▶ [Data for analysis]:
PR #1242, opened 2024-05-18
Add custom FTFP BERT physics list with Celeritas EM physics constructor

amandalund:
This adds a custom FTFP BERT physics list in Celeritas with the electron, positron, and gamma EM standard physics replaced by a EM physics constructor with Celeritas-supported physics. This will allow us to do more fair comparisons with our Geant4-integrated apps (most importantly, using Urban MSC for all energies).


src/celeritas/ext/detail/CelerEmStandardPhysics.cc
```diff
@@ -0,0 +1,396 @@
+//----------------------------------*-C++-*----------------------------------//
+// Copyright 2020-2024 UT-Battelle, LLC, and other Celeritas developers.
+// See the top-level COPYRIGHT file for details.
+// SPDX-License-Identifier: (Apache-2.0 OR MIT)
+//---------------------------------------------------------------------------//
+//! \file celeritas/ext/detail/CelerEmStandardPhysics.cc
```
amandalund, line 6: I'm not sure how to make git recognize this is a rename of GeantPhysicsList.cc (with only a couple small changes).

sethrj: Git's a bit tricky about that (and I don't think there's fundamentally any metadata that says it's that way). The new class name is probably also messing up the diff. I wouldn't worry about it; I think it'll be obvious enough when viewing the history... the only thing to do would be to have separate commits for "move file", "find-replace name", and "actually change stuff".... but that would only really show up in the review rather than the final squash.

amandalund: It seems to have figured it out when I renamed the old physics list.

sethrj (approved):
LGTM, thanks!

amandalund:
@sethrj FYI I added a couple helper methods to get this working with older Geant4 versions.

sethrj:
Looks like this conflicts a bit with #1239...

PR #1243, opened 2024-05-18
Improve ccache use on github workflows

sethrj:
This PR:
- fixes ccache invalidation due to different runner host names
- increases ccache size for windows which I think is causing issues with invalidation
- adds a cron job so that every sunday morning all ccache entries are cleared and new ones regenerated
- Updates the `pr` filename for consistency with the workflow trigger
- Update the `merge_group` workflow so we can try it again


.github/workflows/clear-cache.yml
```diff
@@ -0,0 +1,29 @@
+name: clear-cache
+
+on:
+  workflow_dispatch:
+  workflow_call:
+
+jobs:
+  clear-cache:
+    runs-on: ubuntu-latest
```
pcanal, line 9: Should it run on all the platform with CCache? (I.e. eg Windows?)

sethrj: Nope. All it's doing is making GitHub calls; the cache itself is platform agnostic.

sethrj:
Ping @pcanal

sethrj:
Ping @pcanal

PR #1244, opened 2024-05-18
Add external bounding box to generic trapezoid

sethrj:
As part of this I added an improved `grow` function for the bbox and realized while doing so that the existing `min/max` that  we've defined is suboptimal for certain architectures (viz., ARM) and that the CUDA floating point `min/max` are exactly equal to `fmin/fmax` which is supported across architectures.


src/orange/orangeinp/ConvexRegion.cc
```diff
@@ -487,6 +487,22 @@ void GenTrap::build(ConvexSurfaceBuilder& insert_surface) const
...
+        for (Real2 const& xy : *p)
+        {
+            for (auto ax : {Axis::x, Axis::y})
+            {
+                exterior_bbox.grow(ax, xy[to_int(ax)]);
+            }
+        }
+    }
+    exterior_bbox.grow(Axis::z, -hz_);
+    exterior_bbox.grow(Axis::z, hz_);
```
mrguilima: IIUC, it is okay to save some cycles this way:
```suggestion
    exterior_bbox.grow(Bound::lo, Axis::z, -hz_);
    exterior_bbox.grow(Bound::hi, Axis::z, hz_);
```

mrguilima (approved):
LGTM.
Thanks!

PR #1245, opened 2024-05-20
Rename ConvexRegion to IntersectRegion

sethrj:
After implementing twisted faces (#1232 ) the convex region is incorrectly named: it's really a *conjunction* (intersection) of half-spaces rather than a convex region. The important thing is that *crossing any surface exits the region*, and the nearest distance to any surface is the nearest distance to the region's boundary.

I've therefore renamed `ConvexRegion` to `IntersectRegion`. I considered "conjunctive" , "intersection", and "isect", and think this is the best combination of clear, correct, and concise.


mrguilima:
Is it true that `Shapes` are meant to be convex, and `Solids` may be made of unions of `Shapes`?
If so, and once this concept is well explained, maybe the ConvexRegion could be renamed as a ShapeRegion?
Just a suggestion, in case you're not so happy with your choice of `IntersectRegion`.

src/orange/orangeinp/Shape.hh
```diff
@@ -58,7 +58,7 @@ class ShapeBase : public ObjectInterface
 
 //---------------------------------------------------------------------------//
 /*!
- * Shape that holds a convex region and forwards construction args to it.
+ * Shape that holds a intersect region and forwards construction args to it.
```
mrguilima:
```suggestion
 * Shape that holds an intersect region and forwards construction args to it.
```

src/orange/orangeinp/detail/BuildIntersectRegion.cc
```diff
@@ -23,21 +23,21 @@ namespace detail
 {
 //---------------------------------------------------------------------------//
 /*!
- * Build a convex region.
+ * Build a intersect region.
```
mrguilima:
```suggestion
 * Build an intersect region.
```

src/orange/orangeinp/IntersectSurfaceBuilder.cc
```diff
@@ -182,7 +182,7 @@ void ConvexSurfaceBuilder::grow_interior(BBox const& bbox)
 /*!
  * Apply a convex surface builder to an unknown type.
```
mrguilima:
```suggestion
 * Apply an intersect surface builder to an unknown type.
```

src/orange/orangeinp/detail/BuildIntersectRegion.hh
```diff
@@ -15,24 +15,24 @@ namespace celeritas
...
+NodeId build_intersect_region(VolumeBuilder& vb,
+                              std::string&& label,
+                              std::string&& face_prefix,
+                              IntersectRegionInterface const& region);
 
-//! Build a convex region with no face prefix
-inline NodeId build_convex_region(VolumeBuilder& vb,
-                                  std::string&& label,
-                                  ConvexRegionInterface const& region)
+//! Build a intersect region with no face prefix
```
mrguilima:
```suggestion
//! Build an intersect region with no face prefix
```

mrguilima (changes requested):
LGTM, except for some article adjustments.
Thanks!

mrguilima (approved):
LGTM. Thanks!

PR #1246, opened 2024-05-21
Minor refactoring/niceties for upcoming polycone work

sethrj:
- Add structured binding support to `celeritas::array` by implementing tuple methods
- Move `monotonic_decreasing` and VectorUtils to corecel and genericize the underlying algorithm along the lines of "any of"
- Expose geometry tolerance to surface builder so that we can use "soft equivalence" for twisted faces

PR #1247, opened 2024-05-22
Implement polycone

sethrj:
**Chained on #1246**

This adds the notorious "polycone" shape (stacked cones/cylinders), at least for inside/outside testing and distance calculation. It allows cylinders to be constructed as degenerate cones since that's a common pattern.


test/orange/g4org/SolidConverter.test.cc
```diff
@@ -156,7 +156,7 @@ TEST_F(SolidConverterTest, cons)
 {
     this->build_and_test(
         G4Cons("Solid TubeLike #1", 0, 50, 0, 50, 50, 0, 360),
-        R"json({"_type":"shape","interior":{"_type":"cylinder","halfheight":5.0,"radius":5.0},"label":"Solid TubeLike #1"})json",
+        R"json({"_type":"shape","interior":{"_type":"cone","halfheight":5.0,"radii":[5.0,5.0]},"label":"Solid TubeLike #1"})json",
```
mrguilima, line 159: Is a type=cone correct in this case, where both radii are 5.0?

src/orange/orangeinp/PolySolid.hh
```diff
@@ -0,0 +1,174 @@
...
+namespace celeritas
+{
+namespace orangeinp
+{
+//---------------------------------------------------------------------------//
+/*!
+ * Radial extents and axial segments for a stacked solid.
+ *
+ * Axial grid points must be nondecreasing. If "inner" points are specified,
+ * they must be
```
mrguilima: Incomplete sentence.

src/orange/orangeinp/PolySolid.cc
```diff
@@ -0,0 +1,252 @@
...
+                                              detail::VolumeBuilder& vb,
+                                              NodeId result)
+{
+    if (auto const& sea = base.enclosed_angle())
+    {
+        // The enclosed angle is "true" (specified by the user to truncate the
+        // shape azimuthally): construct a wedge to be added or deleted
+        auto&& [sense, wedge] = sea.make_wedge();
+        NodeId wedge_id
+            = build_intersect_region(vb, base.label(), "angle", wedge);
```
mrguilima, line 102: Trying to understand the little differences:  why not ".wedge" instead of "angle"?
```suggestion
            = build_intersect_region(vb, base.label(), ".wedge", wedge);
```

src/orange/orangeinp/PolySolid.cc
```diff
@@ -0,0 +1,252 @@
...
+                   << z_.size() << ")");
+    CELER_VALIDATE(outer_.size() == z_.size(),
+                   << "inconsistent outer radius size (" << outer_.size()
+                   << "): expected " << z_.size());
+    CELER_VALIDATE(inner_.empty() || inner_.size() == z_.size(),
+                   << "inconsistent inner radius size (" << inner_.size()
+                   << "): expected " << z_.size());
+
+    CELER_VALIDATE(is_monotonic_nondecreasing(make_span(z_)),
+                   << "axial grid is not monotonically increasing");
```
mrguilima:
```suggestion
                   << "axial grid is not monotonically nondecreasing");
```

mrguilima (dismissed):
Looks great to me...  I do see a broken test in IntersectRegion, ConeTest.errors though, in my local build:
```
[ RUN      ] ConeTest.errors
/work1/celeritas/lima/work/cele/cele/test/orange/orangeinp/IntersectRegion.test.cc:187: Failure
Expected: Cone({1.0, 1.0}, 0.5) throws an exception of type RuntimeError.
  Actual: it throws nothing.
[  FAILED  ] ConeTest.errors (0 ms)
```

test/orange/g4org/SolidConverter.test.cc
sethrj: This is to simplify the polycone construction; instead of having to construct a special case, we might as well "identify" it as a degenerate cylinder if that's what the user's asked for....

src/orange/orangeinp/PolySolid.hh
sethrj: 🐿️

src/orange/orangeinp/PolySolid.cc
sethrj: The `.` gets joined anyway; the extra `.` above is because it additionally has the integer segment inside it. So the surfaces will be `polycone.1.interior` or `polycone.angle`. The shape isn't always a wedge (it's sometimes an anti-wedge) and the name is consistent with the Solid.

src/orange/orangeinp/PolySolid.cc
```diff
@@ -0,0 +1,252 @@
...
+    , segments_{std::move(segments)}
+    , enclosed_{std::move(enclosed)}
+{
+}
+
+//---------------------------------------------------------------------------//
+/*!
+ * Return a polycone *or* a simplified version for only a single segment.
+ */
+auto PolyCone::or_solid(std::string&& label,
```
elliottbiondo, line 172: Personally I think `solid_or_shape` would be better than `or_solid`, going all the way back up to `Solid<T>::or_shape`.

elliottbiondo (approved):

src/orange/orangeinp/PolySolid.cc
sethrj: "Polycone or solid or shape"? 😉

src/orange/orangeinp/PolySolid.cc
```diff
@@ -0,0 +1,252 @@
...
+                   << z_.size() << ")");
+    CELER_VALIDATE(outer_.size() == z_.size(),
+                   << "inconsistent outer radius size (" << outer_.size()
+                   << "): expected " << z_.size());
+    CELER_VALIDATE(inner_.empty() || inner_.size() == z_.size(),
+                   << "inconsistent inner radius size (" << inner_.size()
+                   << "): expected " << z_.size());
+
+    CELER_VALIDATE(is_monotonic_nondecreasing(make_span(z_)),
+                   << "axial grid has increasing grid points");
```
mrguilima, line 145:
```suggestion
                   << "axial grid has decreasing grid points");
```

src/orange/orangeinp/PolySolid.hh
```diff
@@ -0,0 +1,175 @@
...
+{
+namespace orangeinp
+{
+//---------------------------------------------------------------------------//
+/*!
+ * Radial extents and axial segments for a stacked solid.
+ *
+ * Axial grid points must be nondecreasing. If "inner" points are specified,
+ * they must be less than the outer points and more than zero. The inner list
+ * is allowed to be empty indictating no inner (hollow) exclusion.
```
mrguilima, line 28:
```suggestion
 * is allowed to be empty indicating no inner (hollow) exclusion.
```

src/orange/orangeinp/PolySolid.cc
sethrj: Nope, "is not all nondecreasing" = "has increasing"

mrguilima: I respecfully disagree: increasing points is what is required, so it cannot be the message explaining a failed VALIDATE.
OTOH, the VALIDATE will fail if at least one i+1 point is actually decreasing w.r.t point i.  Otherwise the VALIDE will pass.

mrguilima: How about "... has one or more decreasing grid point(s)" ?

sethrj: It's possible to have two consecutive equal (non increasing) points; this is commonly used for the "stacked cylinders"

mrguilima: Yes, I know.  Still, my last two comments above hold.

sethrj: Ok I'll take a closer look 😅

sethrj: Goodness I am so obtuse. I am so sorry for doubting you, I clearly have not had enough sleep!! I'll fix it in the polyprism pull request.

▶ [Action item]: Pull out every line of the records that includes the string "approved".

▶ [Output]:
sethrj (approved):
mrguilima (approved):
mrguilima (approved):
elliottbiondo (approved):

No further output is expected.